### What is required:
Filter the data below for the string "state" and copy each matching line.

### Data to use:
PR #280, opened 2020-02-08
Use Python 3 interpreter for ansible

rukawata:
Goal is to move away from python2 and use python3.
Ansible supports python3. To have that set as default, pip3 need be used for the installation.

Therefore upgrade component install to pip3.

### DIFF
--- a/deploy/v2/terraform/modules/jumpbox/main.tf
+++ b/deploy/v2/terraform/modules/jumpbox/main.tf
@@ -285,9 +285,9 @@ resource "null_resource" "prepare-rti" {
       # Install pip3
       "sudo apt -y install python3-pip",
       # Installs Ansible
-      "sudo apt install software-properties-common",
-      "sudo apt-add-repository --yes --update ppa:ansible/ansible-2.8",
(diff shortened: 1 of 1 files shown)


deploy/v2/terraform/modules/jumpbox/main.tf
```diff
@@ -285,9 +285,9 @@ resource "null_resource" "prepare-rti" {
       # Install pip3
       "sudo apt -y install python3-pip",
       # Installs Ansible
-      "sudo apt install software-properties-common",
-      "sudo apt-add-repository --yes --update ppa:ansible/ansible-2.8",
-      "sudo apt -y install ansible=2.8*",
+      "sudo -H pip3 install \"ansible>=2.8,<2.9\"",
```
tniek: See my comment in PR #281 - why ansible < 2.9?

rukawata:
> Why is this addressed again in PR #281 ?

Because PR #281 is address a different problem than python3.
However PR #281 can't be tested without the python3 addressed in PR #280.

Sorry for the confusion.

PR #503, opened 2025-09-16
Add log10 transformation to colors-schema on map

Woldbye:
Color map regions by `log10(visitors)`.  We could technically use other logarithm scales, but `log10` is usually the best approach. Another good candidate is the natural log scale, as this actually expresses the spread of IP-addresses quite nicely.

I also filter the top value with a interpolated quantile, to ensure huge outliers, don't take up all the color-scale.

To ensure the maximum values still show a slightly different shade, I have added a flat normalizing increment to the max-value of the d3-colorscale after applying the interpolated quantile.


dashboard/src/hooks/use-color-scales.tsx
```diff
@@ -0,0 +1,49 @@
...
+import { ScaleLinear, ScaleLogarithmic, scaleLinear, scaleLog } from 'd3-scale';
+import { useMemo } from 'react';
+
+export const SCALE_TYPES = ['linear', 'log10', 'log5', 'ln', 'log2'] as const;
+export type ScaleType = (typeof SCALE_TYPES)[number];
+export type ColorScale = ScaleLinear<string, string, never> | ScaleLogarithmic<string, string, never>;
+export type UseColorScalesProps = {
+  maxVisitors: number;
+  scaleType?: ScaleType;
+};
```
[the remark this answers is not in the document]
Woldbye: Linear being used on public :) but the idea is to choose the correct based on data spread

dashboard/src/components/map/MapLegend.tsx
```diff
@@ -10,10 +11,10 @@ function MapLegendComponent({ maxVisitors = 1 }: { maxVisitors?: number }) {
         <div
           className='h-2 w-24 rounded'
           style={{
-            background: `linear-gradient(to right, ${MAP_VISITOR_COLORS.NO_VISITORS} 0%, ${MAP_VISITOR_COLORS.NO_VISITORS} 2%, ${MAP_VISITOR_COLORS.LOW_VISITORS} 3%, ${MAP_VISITOR_COLORS.HIGH_VISITORS} 100%)`,
+            background: `linear-gradient(to right, ${MAP_VISITOR_COLORS.NO_VISITORS} 0%, ${MAP_VISITOR_COLORS.NO_VISITORS} 2%, ${MAP_VISITOR_COLORS.LOW_VISITORS} 3%, ${MAP_VISITOR_COLORS.MEDIUM_VISITORS} 50%, ${MAP_VISITOR_COLORS.HIGH_VISITORS} 100%)`,
```
Woldbye, line 14: NO_VISITORS twice?

dashboard/src/components/map/MapLegend.tsx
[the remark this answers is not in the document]
Woldbye: Good idea - I have added the translated value

dashboard/src/hooks/use-color-scales.tsx
```diff
@@ -0,0 +1,49 @@
...
+    if (scaleType.startsWith('log') || scaleType === 'ln') {
+      return scaleLog<string>()
+        .base(scaleType === 'ln' ? Math.E : parseInt(scaleType.slice(3), 10))
+        .domain([1, Math.max(1, maxVisitors) / 2, Math.max(1, maxVisitors)])
+        .range(range)
+        .clamp(true);
+    }
+
+    return scaleLinear<string>().domain([0, 1, maxVisitors]).range(range).clamp(true);
+  };
```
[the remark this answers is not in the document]
Woldbye: I tested the color scale you proposed extensively. It seems like log10 is a lot better to display small differences in visitor counts. I added the pow-scale as a `ScaleType`, so we can always swap this if you don't like log10 :)

Woldbye:
Bump

dashboard/src/presenters/toWeeklyHeatmapMatrix.ts
```diff
@@ -28,7 +35,10 @@ export function toWeeklyHeatmapMatrix(rows: WeeklyHeatmapRow[]): PresentedWeekly
   const orderedWeekdays: Array<keyof typeof matrix> = [1, 2, 3, 4, 5, 6, 7];
   const resultMatrix = orderedWeekdays.map((key) => ({ weekday: Number(key), hours: matrix[key] }));
 
-  const maxFromRows = Math.max(...rows.map((r) => r.value), 0);
+  const maxFromRows = computeNormalizedMax(
+    rows.map((r) => r.value),
+    hiQuantile,
+  );
```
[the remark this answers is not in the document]
Woldbye: I removed the interpolation things from the PR. Now I just use max

dashboard/src/hooks/use-color-scale.tsx
```diff
@@ -0,0 +1,58 @@
...
+  return useMemo(() => {
+    if (!cssColors || cssColors.length < 3) return null;
+    const range = cssColors.slice(0, 3) as [string, string, string];
+
+    if (scaleType.startsWith('log') || scaleType === 'ln') {
+      const base = scaleType === 'ln' ? Math.E : parseInt(scaleType.slice(3), 10);
+
+      return scaleLog<string>()
+        .base(base)
+        .domain([1, ...colors.slice(1).map((_, i) => Math.max(1, maxVisitors) / (colors.length - i))])
```
flopper123: Question: Why does it slice the first color?

dashboard/src/lib/statistics.ts
```diff
@@ -0,0 +1,51 @@
...
+ * - niceMax(604.3222) → 700
+ * - niceMax(9732) → 10000
+ * - niceMax(0.84) → 1
+ *
+ * @param value The raw maximum value
+ * @returns A rounded "nice" maximum value suitable for human-eyes to read.
+ */
+export function niceMax(value: number): number {
+  return scaleLinear().domain([0, value]).nice().domain()[1];
+}
```
flopper123: All exported functions seems to be unused. So it should probably be remove 🫡

dashboard/src/utils/colorUtils.ts
```diff
@@ -0,0 +1,51 @@
...
+        .map((v) =>
+          Math.max(0, Math.min(255, Math.round(v)))
+            .toString(16)
+            .padStart(2, '0'),
+        )
+        .join('')
+    );
+  }
+
+  return color || raw;
```
flopper123: Question: Is this a valid return? Because in case that this is a valid return, does that make the match case above irrelevant? 😄

flopper123 (changes requested):
Overall a very nice visual update 🔥 (when it works 😅 )
I've added code comments, and have some visual comments:

1. On the landing page, the world map is pure black
image

2. This is not super important, but it seems like there's not "holes" between some of the countries, that changes based on the zoom level:
image

3. The Weekly Trends also has the same issue as the landing page:
image

4. Now that it somehow works again, I'd suggest finding a more muted color for the no visitors on this:
image

It could for instance match the previous one:
image

I can't really figure out when / when it doesn't work, it seems to happen sporadically.

dashboard/src/hooks/use-color-scale.tsx
Woldbye: Its incorrect. Its left-over from when I refactored the empty color type out from it. I have removed the slicing.

dashboard/src/utils/colorUtils.ts
```diff
@@ -0,0 +1,51 @@
...
+      '#' +
+      [r, g, b]
+        .map((v) =>
+          Math.max(0, Math.min(255, Math.round(v)))
+            .toString(16)
+            .padStart(2, '0'),
+        )
+        .join('')
+    );
+  }
```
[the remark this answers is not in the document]
Woldbye: * **1.**  The function is literally named `getResolvedHexColor` - it's specifically meant to return colors in hex format (#RRGGBB), as this is what works best with D3-scales.
* **2 & 3.** I updated the regex to handle rgba() and convert to 8-character hex (#RRGGBBAA) when alpha is present. The previous code was technically functionally correct as rgba() colors passed through and D3 still accepted them, but the function now consistently returns hex as promised. **Note**: using colors with alpha in color scales is generally bad practise.

dashboard/src/hooks/use-color-scale.tsx
```diff
@@ -0,0 +1,58 @@
...
+  | ScaleLinear<string, string, never>
+  | ScaleLogarithmic<string, string, never>
+  | ScalePower<string, string, never>;
+
+export function useColorScale({
+  colors = DEFAULT_COLORS,
+  maxVisitors,
+  scaleType = 'pow-4/10',
+}: UseColorScaleProps): ColorScale | null {
+  const cssColors = useCSSColors(...colors);
```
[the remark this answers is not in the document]
Woldbye: I agree. I did this for 2 reasons:
1. I found it convenient to handle in the hook as it quickly gets verbose to handle in the subscribing components. 
2. Allowed me to use actual css-theme-variables as fallback
3. Best practise to use theme-css-variables, so might aswell enforce it in the API.

Anyways, I have moved it out of the hook as you suggested. I have also refactored it to always returns a non-null colorscale, by fallbacking the resolved css-colors to the given input, in case it fails to resolve it in the DOM.

dashboard/src/app/(protected)/dashboard/[dashboardId]/(dashboard)/WeeklyHeatmapSection.tsx
```diff
@@ -127,30 +136,37 @@ type HeatmapGridProps = {
...
     // Monday-first sequence, matching data mapping (1..7 Mon..Sun)
     return Array.from({ length: 7 }, (_, i) => formatter.format(new Date(Date.UTC(1970, 0, 5 + i))));
   }, [locale]);
 
-  const effectiveMax = Math.max(1, maxValue);
+  const colors = useCSSColors([
+    'var(--graph-fill-low)',
+    'var(--graph-fill-medium)',
+    'var(--graph-fill-high)',
+  ] as const);
```
Comment (flopper123) [inline dashboard/src/app/(protected)/dashboard/[dashboardId]/(dashboard)/WeeklyHeatmapSection.tsx]: This causes an infinite number of rerenders, as the array is re-instantiated on every rerender. It should be wrapped in a useMemo before being passed to the hook 😄

dashboard/src/utils/colorUtils.ts
```diff
@@ -0,0 +1,86 @@
...
+}
+
+/**
+ * Get a CSS variable's computed color and convert OKLCH → hex.
+ * Works for both direct color strings and CSS variable references.
+ * @param variableName - The CSS variable name (e.g., '--my-color') or direct color string (e.g., '#ff0000', 'rgb(255, 0, 0)')
+ * @param element - The HTML element to get the CSS variable from (defaults to document.documentElement)
+ * @returns The resolved hex color string (e.g., '#rrggbbaa'), or the original input if not a CSS-variable.
+ */
+export function getResolvedHexColor(
```
flopper123: So I suggest we add constraint to the colors for tailwind for these. If we only allow hex values, and only allow this function to accept tailwind variables, it can be simplified down to:

```ts
export function getResolvedHexColor(
  variableName: `--${string}`
): string {
  if (typeof window === 'undefined') return variableName;

  return getComputedStyle(document.documentElement).getPropertyValue(variableName)
}
```

So I think it's worth it to add constraints for the simplicity of the solution here 😄

dashboard/src/app/(protected)/dashboard/[dashboardId]/(dashboard)/WeeklyHeatmapSection.tsx
Comment (Woldbye) [reply dashboard/src/app/(protected)/dashboard/[dashboardId]/(dashboard)/WeeklyHeatmapSection.tsx]: I actually noticed this myself, infinite lag spiral.. I pushed a fix that adds a `.join()` on the depedency of the array in the useCssColors hook. This ensures it never rerenders together with the `as const`. 

See [df4a922](https://github.com/betterlytics/betterlytics/pull/503/commits/df4a9223cdb9e171a4791cb38a10b6a5a54d0788)

Lindharden:
@Woldbye @flopper123 what's the state of this? Is it ready to be merged once conflicts are fixed, or were y'all investigating the use of chroma js?

Woldbye:
> @Woldbye @flopper123 what's the state of this? Is it ready to be merged once conflicts are fixed, or were y'all investigating the use of chroma js?

I have assigned @flopper123 to the PR, as he has taken over. He wanted to adjust the colors slightly before this gets merged. 

I have moved this to draft, while he finds the correct colors

PR #511, opened 2025-09-27
Setup custom events + fixed events table

flopper123:


Woldbye (dismissed):
Looks good. Only have one question about the name of one fnc you use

### Expected answer:
@Woldbye @flopper123 what's the state of this? Is it ready to be merged once conflicts are fixed, or were y'all investigating the use of chroma js?
> @Woldbye @flopper123 what's the state of this? Is it ready to be merged once conflicts are fixed, or were y'all investigating the use of chroma js?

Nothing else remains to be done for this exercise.